WORK REQUEST = Could you write out each of the records below exactly?

(Dataset entries)
PR #1381, opened 2025-07-11
PB-1750: fix print scales going out of screen (overflow)

pakb:
refactoring the DropdownButton component to use FloatingUI, and ensuring the size of the dropdown "menu" (aka the floating thing) can't grow outside the document's height, and switch to a scroll/overflow if needed


packages/mapviewer/src/utils/components/DropdownButton.vue
```diff
@@ -1,88 +1,134 @@
-<script setup>
+<script lang="ts" setup>
 /**
  * Manages a Bootstrap dropdown.
```
schtibe: Is it still a bootstrap dropdown?

packages/mapviewer/tests/cypress/tests-e2e/drawing.cy.js
```diff
@@ -1204,6 +1206,74 @@ describe('Drawing module tests', () => {
...
+            }
+            cy.intercept('GET', `**/api/kml/files/**`, (req) => {
+                const headers = { 'Cache-Control': 'no-cache' }
+                req.reply(EMPTY_KML_DATA, headers)
+            }).as('get-empty-kml')
+
+            cy.intercept('POST', `**/api/kml/admin**`).as('post-new-kml')
+
+            const fileId = 'zBnMZymwTLSNg__5f8yv6g'
+            // load map with an injected kml layer containing an empty KML
```
ltkum: You changed all comments to logs, and I found that nice. You should continue the trend in your new tests.

packages/mapviewer/tests/cypress/tests-e2e/drawing.cy.js
```diff
@@ -1204,6 +1206,74 @@ describe('Drawing module tests', () => {
...
+            cy.goToMapView({
+                layers: [`KML|https://sys-public.dev.bgdi.ch/api/kml/files/${fileId}`].join(';'),
+            })
+
+            cy.wait('@get-empty-kml')
+            // there should be only one KML layer left in the layers, and it's the one just saved
```
ltkum: same as above

packages/mapviewer/tests/cypress/tests-e2e/drawing.cy.js
```diff
@@ -1204,6 +1206,74 @@ describe('Drawing module tests', () => {
...
+            cy.get('[data-cy^="button-has-error"]').should('be.visible')
+
+            cy.openDrawingMode()
+
+            cy.get('[data-cy="drawing-toolbox-file-name-input"]', { timeout: 15000 }).should(
+                'be.visible'
+            )
+            cy.closeDrawingMode()
+
+            // saving the drawing without drawing anything should not change the empty KML layer
```
ltkum: another log here

packages/mapviewer/tests/cypress/tests-e2e/drawing.cy.js
```diff
@@ -1204,6 +1206,74 @@ describe('Drawing module tests', () => {
...
+            cy.openDrawingMode()
+
+            cy.get('[data-cy="drawing-toolbox-file-name-input"]', { timeout: 15000 }).should(
+                'be.visible'
+            )
+            cy.clickDrawingTool(EditableFeatureTypes.MARKER)
+            cy.get('[data-cy="ol-map"]').click(120, 240)
+            cy.closeDrawingMode()
+            cy.wait('@post-new-kml')
+            // drawing a marker should create a new KML layer and overwrite the empty one
```
ltkum: I think it's the last one here )

schtibe (commented):
There's an issue with the dropdown: when you change the style of a marker, the popup closes when selecting a size or a symbol library

packages/mapviewer/src/utils/components/DropdownButton.vue
pakb: nope, it's not anymore 😅

pakb:
Native dropdown are a good trade-off solution, but can't be styled
And I think the idea was to have the "bootstrap" styled dropdown made in Vue with the first iteration of this component.

Don't know if we should simply let browser do the rendering or if that would bring other issues...

packages/mapviewer/src/utils/components/DropdownButton.vue
```diff
@@ -1,88 +1,134 @@
...
-        dropdown = new Dropdown(dropdownMainButton.value)
+        return dropdownToggleButtonRef.value
     }
+    return dropdownMainButtonRef.value
 })
-onBeforeUnmount(() => {
-    dropdown?.dispose()
+
+// generating a unique HTML ID for this dropdown
+const uniqueHtmlId = ref<string>(`dropdown-${randomIntBetween(0, 10000)}`)
```
ltkum: There is a very small chance that this can have collisions, but I think the interval is big enough so that it's not a common occurrence :)

ltkum (commented):
It seems mostly okay to me :)

packages/mapviewer/tests/cypress/tests-e2e/drawing.cy.js
schtibe: :heavy_plus_sign: :one:

packages/mapviewer/src/utils/components/DropdownButton.vue
schtibe: akshually ( :wink: ) I think we have the uuid package installed in mapviewer?

pakb: you're right, that could be a good solution to simply use UUID... let's do that (I raised the "seed") to 100'000 but UUID will still be better as it will be based on the timestamp anyway...)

ANSWER TO THIS EXERCISE =
PR #1381, opened 2025-07-11
PB-1750: fix print scales going out of screen (overflow)

pakb:
refactoring the DropdownButton component to use FloatingUI, and ensuring the size of the dropdown "menu" (aka the floating thing) can't grow outside the document's height, and switch to a scroll/overflow if needed


packages/mapviewer/src/utils/components/DropdownButton.vue
```diff
@@ -1,88 +1,134 @@
-<script setup>
+<script lang="ts" setup>
 /**
  * Manages a Bootstrap dropdown.
```
schtibe: Is it still a bootstrap dropdown?

packages/mapviewer/tests/cypress/tests-e2e/drawing.cy.js
```diff
@@ -1204,6 +1206,74 @@ describe('Drawing module tests', () => {
...
+            }
+            cy.intercept('GET', `**/api/kml/files/**`, (req) => {
+                const headers = { 'Cache-Control': 'no-cache' }
+                req.reply(EMPTY_KML_DATA, headers)
+            }).as('get-empty-kml')
+
+            cy.intercept('POST', `**/api/kml/admin**`).as('post-new-kml')
+
+            const fileId = 'zBnMZymwTLSNg__5f8yv6g'
+            // load map with an injected kml layer containing an empty KML
```
ltkum: You changed all comments to logs, and I found that nice. You should continue the trend in your new tests.

packages/mapviewer/tests/cypress/tests-e2e/drawing.cy.js
```diff
@@ -1204,6 +1206,74 @@ describe('Drawing module tests', () => {
...
+            cy.goToMapView({
+                layers: [`KML|https://sys-public.dev.bgdi.ch/api/kml/files/${fileId}`].join(';'),
+            })
+
+            cy.wait('@get-empty-kml')
+            // there should be only one KML layer left in the layers, and it's the one just saved
```
ltkum: same as above

packages/mapviewer/tests/cypress/tests-e2e/drawing.cy.js
```diff
@@ -1204,6 +1206,74 @@ describe('Drawing module tests', () => {
...
+            cy.get('[data-cy^="button-has-error"]').should('be.visible')
+
+            cy.openDrawingMode()
+
+            cy.get('[data-cy="drawing-toolbox-file-name-input"]', { timeout: 15000 }).should(
+                'be.visible'
+            )
+            cy.closeDrawingMode()
+
+            // saving the drawing without drawing anything should not change the empty KML layer
```
ltkum: another log here

packages/mapviewer/tests/cypress/tests-e2e/drawing.cy.js
```diff
@@ -1204,6 +1206,74 @@ describe('Drawing module tests', () => {
...
+            cy.openDrawingMode()
+
+            cy.get('[data-cy="drawing-toolbox-file-name-input"]', { timeout: 15000 }).should(
+                'be.visible'
+            )
+            cy.clickDrawingTool(EditableFeatureTypes.MARKER)
+            cy.get('[data-cy="ol-map"]').click(120, 240)
+            cy.closeDrawingMode()
+            cy.wait('@post-new-kml')
+            // drawing a marker should create a new KML layer and overwrite the empty one
```
ltkum: I think it's the last one here )

schtibe (commented):
There's an issue with the dropdown: when you change the style of a marker, the popup closes when selecting a size or a symbol library

packages/mapviewer/src/utils/components/DropdownButton.vue
pakb: nope, it's not anymore 😅

pakb:
Native dropdown are a good trade-off solution, but can't be styled
And I think the idea was to have the "bootstrap" styled dropdown made in Vue with the first iteration of this component.

Don't know if we should simply let browser do the rendering or if that would bring other issues...

packages/mapviewer/src/utils/components/DropdownButton.vue
```diff
@@ -1,88 +1,134 @@
...
-        dropdown = new Dropdown(dropdownMainButton.value)
+        return dropdownToggleButtonRef.value
     }
+    return dropdownMainButtonRef.value
 })
-onBeforeUnmount(() => {
-    dropdown?.dispose()
+
+// generating a unique HTML ID for this dropdown
+const uniqueHtmlId = ref<string>(`dropdown-${randomIntBetween(0, 10000)}`)
```
ltkum: There is a very small chance that this can have collisions, but I think the interval is big enough so that it's not a common occurrence :)

ltkum (commented):
It seems mostly okay to me :)

packages/mapviewer/tests/cypress/tests-e2e/drawing.cy.js
schtibe: :heavy_plus_sign: :one:

packages/mapviewer/src/utils/components/DropdownButton.vue
schtibe: akshually ( :wink: ) I think we have the uuid package installed in mapviewer?

pakb: you're right, that could be a good solution to simply use UUID... let's do that (I raised the "seed") to 100'000 but UUID will still be better as it will be based on the timestamp anyway...)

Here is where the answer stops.